Generic drug-device combination products (g-DDCPs) are crucial for making medications more affordable and accessible. However, their regulatory approval process is complex and expensive. Battelle, with FDA support, developed a six-phase alternative assessment method aimed at simplifying this process while ensuring safety, effectiveness, and substitutability.

This approach reduces reliance on costly comparative use human factors (cuHF) studies and instead systematically evaluates device differences in form, function, user interface, and labeling. The process includes risk management, user interface design assessment, comparative risk evaluation, validation, residual risk assessment, and a structured final report. By shifting the focus from replication to substitution, manufacturers can improve designs, enhance usability, and address safety concerns found in reference-listed drugs (RLDs).
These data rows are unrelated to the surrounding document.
PR #2665, opened 2023-07-21
Rsdk 3805 rc card overrides

sbal13:
This PR adds overrides to the SLAM RC card - this will enable `app` to pass in functionalities that overwrite the normal behavior and appearance of the the card.

The map refresh behavior is maintained, but if overrides are present, then rather than call the normal functions for getting map and position, it now calls override functions to get those values instead - these will be supplied by `app`. To see all other functionalities that will be passed in, the `rc-overrides-types.ts` file contains the typing for the overrides. (note: I wasn't able to import the `MappingMetadata` that's declared on the cloud slam proto definitions and so had to manually define the type here. I'm not sure if I'm properly updating the protos, but any advice here would be great). The functions present on the `overrides` object should represent all functionalities that we want to execute from `app` including: starting a session, stopping a session, redirecting to view the map, getting an active session, and getting PCD map and pose data. 

I added a separate `isMapping` key to the overrides - if it is false, it displays the card as normal. This is principally for localization mode - I could have just checked the mode. that gets passed in via `mappingDetails`, but there is a separate value on a SLAM config called `enable_mapping` that is used in other circumstances to decide whether or not to run mapping - to keep it consistent, I will be passing the value of `enable_mapping` on the `app` side through the `isMapping` override value. Let me know what you think of this.

There also may be many changes that are related to linting/prettier running on these files, which makes the PR quite big - feel free to breeze through those.


web/frontend/src/components/remote-control-cards.svelte
```diff
@@ -1,71 +1,82 @@
...
-});
-
-const getStatus = (statusMap: Record<string, unknown>, resource: commonApi.ResourceName.AsObject) => {
-  const key = resourceNameToString(resource);
-  // todo(mp) Find a way to fix this type error
-  // eslint-disable-next-line @typescript-eslint/no-explicit-any
-  return key ? statusMap[key] as any : undefined;
-};
-
+  import { type Credentials } from '@viamrobotics/rpc';
```
micheal-parks, line 2: Would it be possible to restore the original formatting? It's hard to figure out what changed in this script

web/frontend/src/rc-override-types.ts
```diff
@@ -0,0 +1,42 @@
+import type { Pose } from '@viamrobotics/sdk';
```
micheal-parks, line 1: recommend moving this into `src/types/overrides.ts`

web/frontend/src/components/remote-control-cards.svelte
sbal13: do you know of any good way? there wasn't a commit with the prettier and linting changes, I was just regularly applying it while I was making changes. I can comment on the parts that need review, if that helps

micheal-parks: I'd recommend making another PR first where you either format these files or add our shared prettier config: https://github.com/viamrobotics/js-config

sbal13:
duplicate - other PR separates out the file formatting for reviewing purposes

PR #2667, opened 2023-07-21
RSDK-4116: Ensure access to wheeled base left/right motors are synchronized.

dgottlieb:
The old description that mostly described what went into a patch that now goes on top of this one:

> The synchronization effort is largely achieved by making `SingleOpManager.CancelRunning` (and consequently `New`) blocking. A condition variable is waited on until the operation becomes "closed". Other notes:
> * `wheeledBase.runAll` is problematic. It starts motors without locks. So we play some games with the wheeled base mutex and the single operation manager to guarantee that MoveStraight/Spin/SetVelocity play nicely together.
> * `runAll` usages in `wheeled_base` must register an operation with `New` to be safe. 
>  * `wheeledBase.SetVelocity` does not register an operation with `New` therefore it no longer uses `runAll`.
>  * The implementation of `runAll` was duplicated some into `SetVelocity`. `SetVelocity` takes the wheeled base mutex to ensure that the left/right motor are atomically set.

### DIFF
--- a/operation/manager.go
+++ b/operation/manager.go
@@ -10,7 +10,7 @@ import (
 	"go.viam.com/utils"
 )
 
-// SingleOperationManager ensures only 1 operation is happening a time
+// SingleOperationManager ensures only 1 operation is happening at a time.
 // An operation can be nested, so if there is already an operation in progress,
 // it can have sub-operations without an issue.
 type SingleOperationManager struct {
@@ -18,14 +18,16 @@ type SingleOperationManager struct {
 	currentOp *anOp
 }
 
-// CancelRunning cancel's a current operation unless it's mine.
+// CancelRunning cancels a current operation unless it's mine.
 func (sm *SingleOperationManager) CancelRunning(ctx context.Context) {
 	if ctx.Value(somCtxKeySingleOp) != nil {
 		return
 	}
 	sm.mu.Lock()
 	defer sm.mu.Unlock()
-	sm.cancelInLock(ctx)
+	if sm.currentOp != nil {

Unlike traditional approval pathways, this framework enables faster development and regulatory compliance without compromising user safety. It proposes alternative validation methods, such as bridging studies and human factors validation testing, which are more cost-effective than cuHF studies. These methods ensure that g-DDCPs can be used by patients experienced with RLDs without requiring additional training.

By streamlining the design assessment process, this method not only reduces regulatory burdens but also encourages innovation in drug delivery devices. If widely adopted, it could lead to improved patient outcomes, lower healthcare costs, and greater market competition for affordable medications.